Directions » Once the line containing "in nJy with" is found in the entries below, reproduce it and every line after it, stopping at and including the line containing "Regression test truth"; reproduce nothing else, and keep each line exact.

Given information »

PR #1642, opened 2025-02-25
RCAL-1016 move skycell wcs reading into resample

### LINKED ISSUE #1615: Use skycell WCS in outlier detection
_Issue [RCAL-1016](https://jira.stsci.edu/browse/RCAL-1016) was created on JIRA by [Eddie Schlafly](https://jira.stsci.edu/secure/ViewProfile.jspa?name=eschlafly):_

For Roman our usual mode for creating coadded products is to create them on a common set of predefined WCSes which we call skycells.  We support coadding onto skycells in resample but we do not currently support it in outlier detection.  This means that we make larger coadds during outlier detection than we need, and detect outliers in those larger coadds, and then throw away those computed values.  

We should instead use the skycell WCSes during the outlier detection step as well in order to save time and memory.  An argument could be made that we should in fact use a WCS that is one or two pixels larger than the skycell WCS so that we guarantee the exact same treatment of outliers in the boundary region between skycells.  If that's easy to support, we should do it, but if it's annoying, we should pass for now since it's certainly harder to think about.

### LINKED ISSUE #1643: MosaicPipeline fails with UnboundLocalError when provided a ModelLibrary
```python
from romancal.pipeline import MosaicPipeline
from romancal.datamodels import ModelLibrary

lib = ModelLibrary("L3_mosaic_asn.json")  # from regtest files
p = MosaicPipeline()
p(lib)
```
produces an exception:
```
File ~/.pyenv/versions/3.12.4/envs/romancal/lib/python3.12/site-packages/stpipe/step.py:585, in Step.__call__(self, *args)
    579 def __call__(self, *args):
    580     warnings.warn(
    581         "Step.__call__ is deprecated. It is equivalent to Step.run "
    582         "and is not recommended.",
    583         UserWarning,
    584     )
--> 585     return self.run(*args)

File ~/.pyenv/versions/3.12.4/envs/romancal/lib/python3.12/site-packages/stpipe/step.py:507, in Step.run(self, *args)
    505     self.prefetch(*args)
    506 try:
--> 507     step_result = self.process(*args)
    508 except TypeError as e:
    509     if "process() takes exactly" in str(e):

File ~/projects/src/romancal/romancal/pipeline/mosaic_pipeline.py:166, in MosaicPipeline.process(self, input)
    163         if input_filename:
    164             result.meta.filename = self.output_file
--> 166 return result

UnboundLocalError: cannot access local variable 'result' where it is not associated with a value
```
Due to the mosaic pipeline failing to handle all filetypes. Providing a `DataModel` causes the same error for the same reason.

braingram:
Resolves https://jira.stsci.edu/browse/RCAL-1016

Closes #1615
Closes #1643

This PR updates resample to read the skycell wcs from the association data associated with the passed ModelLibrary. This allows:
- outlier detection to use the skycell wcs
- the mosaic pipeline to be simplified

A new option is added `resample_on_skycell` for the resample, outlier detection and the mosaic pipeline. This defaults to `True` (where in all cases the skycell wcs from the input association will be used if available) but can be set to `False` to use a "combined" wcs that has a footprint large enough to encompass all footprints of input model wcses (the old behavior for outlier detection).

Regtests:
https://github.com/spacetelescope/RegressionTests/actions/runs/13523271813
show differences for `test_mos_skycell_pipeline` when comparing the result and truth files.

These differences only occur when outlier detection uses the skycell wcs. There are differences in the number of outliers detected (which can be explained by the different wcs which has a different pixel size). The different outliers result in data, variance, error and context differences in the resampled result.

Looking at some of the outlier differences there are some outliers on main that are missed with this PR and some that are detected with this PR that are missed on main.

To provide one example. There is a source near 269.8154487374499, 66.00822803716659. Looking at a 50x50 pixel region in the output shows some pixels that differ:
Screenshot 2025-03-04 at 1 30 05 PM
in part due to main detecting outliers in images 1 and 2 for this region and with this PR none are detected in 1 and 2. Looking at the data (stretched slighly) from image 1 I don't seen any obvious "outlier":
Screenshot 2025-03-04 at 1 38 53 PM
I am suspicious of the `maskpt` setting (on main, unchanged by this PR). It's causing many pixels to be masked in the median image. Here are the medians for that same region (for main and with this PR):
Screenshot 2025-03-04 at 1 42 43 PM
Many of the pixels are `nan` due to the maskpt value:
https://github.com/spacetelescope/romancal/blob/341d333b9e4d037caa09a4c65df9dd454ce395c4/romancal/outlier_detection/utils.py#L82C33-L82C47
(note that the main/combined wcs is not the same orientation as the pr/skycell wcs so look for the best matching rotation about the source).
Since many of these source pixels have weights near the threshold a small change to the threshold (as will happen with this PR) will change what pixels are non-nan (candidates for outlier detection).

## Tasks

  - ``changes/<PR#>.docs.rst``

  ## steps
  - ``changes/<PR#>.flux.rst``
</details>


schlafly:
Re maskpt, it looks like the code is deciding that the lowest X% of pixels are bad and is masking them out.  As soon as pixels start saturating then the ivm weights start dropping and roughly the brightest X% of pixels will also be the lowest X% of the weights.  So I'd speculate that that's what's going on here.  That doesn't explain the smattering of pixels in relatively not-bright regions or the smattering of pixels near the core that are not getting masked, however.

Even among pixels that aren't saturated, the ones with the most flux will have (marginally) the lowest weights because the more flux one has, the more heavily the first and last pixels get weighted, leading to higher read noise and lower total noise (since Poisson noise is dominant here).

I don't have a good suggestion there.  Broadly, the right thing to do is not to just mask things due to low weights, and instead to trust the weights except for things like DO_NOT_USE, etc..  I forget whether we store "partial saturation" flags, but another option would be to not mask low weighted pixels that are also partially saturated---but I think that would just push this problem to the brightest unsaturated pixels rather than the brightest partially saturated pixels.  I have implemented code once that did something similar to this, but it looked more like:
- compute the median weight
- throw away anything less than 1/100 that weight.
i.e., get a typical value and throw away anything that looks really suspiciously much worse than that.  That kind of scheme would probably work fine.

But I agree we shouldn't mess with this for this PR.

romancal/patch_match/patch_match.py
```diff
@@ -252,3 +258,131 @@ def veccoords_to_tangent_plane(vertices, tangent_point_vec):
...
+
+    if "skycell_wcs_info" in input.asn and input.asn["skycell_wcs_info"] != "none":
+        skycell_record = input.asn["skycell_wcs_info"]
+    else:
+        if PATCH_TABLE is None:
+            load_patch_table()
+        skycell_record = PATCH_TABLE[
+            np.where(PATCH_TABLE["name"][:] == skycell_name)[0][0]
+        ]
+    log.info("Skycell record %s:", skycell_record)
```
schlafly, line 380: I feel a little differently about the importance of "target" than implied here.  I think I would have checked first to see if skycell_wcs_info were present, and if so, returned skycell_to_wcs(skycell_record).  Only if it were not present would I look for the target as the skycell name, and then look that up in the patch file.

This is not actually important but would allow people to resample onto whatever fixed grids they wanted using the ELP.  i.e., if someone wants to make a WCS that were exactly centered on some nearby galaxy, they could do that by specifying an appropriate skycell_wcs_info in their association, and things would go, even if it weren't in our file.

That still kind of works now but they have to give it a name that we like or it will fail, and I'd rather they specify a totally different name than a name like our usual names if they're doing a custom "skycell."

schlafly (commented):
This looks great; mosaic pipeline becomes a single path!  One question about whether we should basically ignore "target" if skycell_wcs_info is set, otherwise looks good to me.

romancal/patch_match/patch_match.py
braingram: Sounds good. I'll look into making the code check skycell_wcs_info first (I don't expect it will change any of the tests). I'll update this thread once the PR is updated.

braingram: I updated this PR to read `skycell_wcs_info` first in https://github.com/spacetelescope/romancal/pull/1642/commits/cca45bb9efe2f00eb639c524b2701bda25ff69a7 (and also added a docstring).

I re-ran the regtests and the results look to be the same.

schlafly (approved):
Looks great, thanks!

---

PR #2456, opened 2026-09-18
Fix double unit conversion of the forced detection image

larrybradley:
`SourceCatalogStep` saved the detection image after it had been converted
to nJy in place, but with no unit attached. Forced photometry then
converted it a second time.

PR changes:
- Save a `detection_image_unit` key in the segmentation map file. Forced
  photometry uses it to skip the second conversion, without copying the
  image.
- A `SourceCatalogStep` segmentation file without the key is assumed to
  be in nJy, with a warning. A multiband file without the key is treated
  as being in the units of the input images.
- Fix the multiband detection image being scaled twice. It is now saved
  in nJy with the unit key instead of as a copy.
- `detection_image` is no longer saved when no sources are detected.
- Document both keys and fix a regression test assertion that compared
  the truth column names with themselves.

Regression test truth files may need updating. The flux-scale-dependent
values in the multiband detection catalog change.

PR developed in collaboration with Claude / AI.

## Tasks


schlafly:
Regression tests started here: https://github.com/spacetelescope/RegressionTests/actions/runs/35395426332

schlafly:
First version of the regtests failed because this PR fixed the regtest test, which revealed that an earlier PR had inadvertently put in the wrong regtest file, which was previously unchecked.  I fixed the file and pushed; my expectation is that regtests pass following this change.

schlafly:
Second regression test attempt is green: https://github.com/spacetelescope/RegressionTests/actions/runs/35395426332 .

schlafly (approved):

Response »
  in nJy with the unit key instead of as a copy.
- `detection_image` is no longer saved when no sources are detected.
- Document both keys and fix a regression test assertion that compared
  the truth column names with themselves.

Regression test truth files may need updating. The flux-scale-dependent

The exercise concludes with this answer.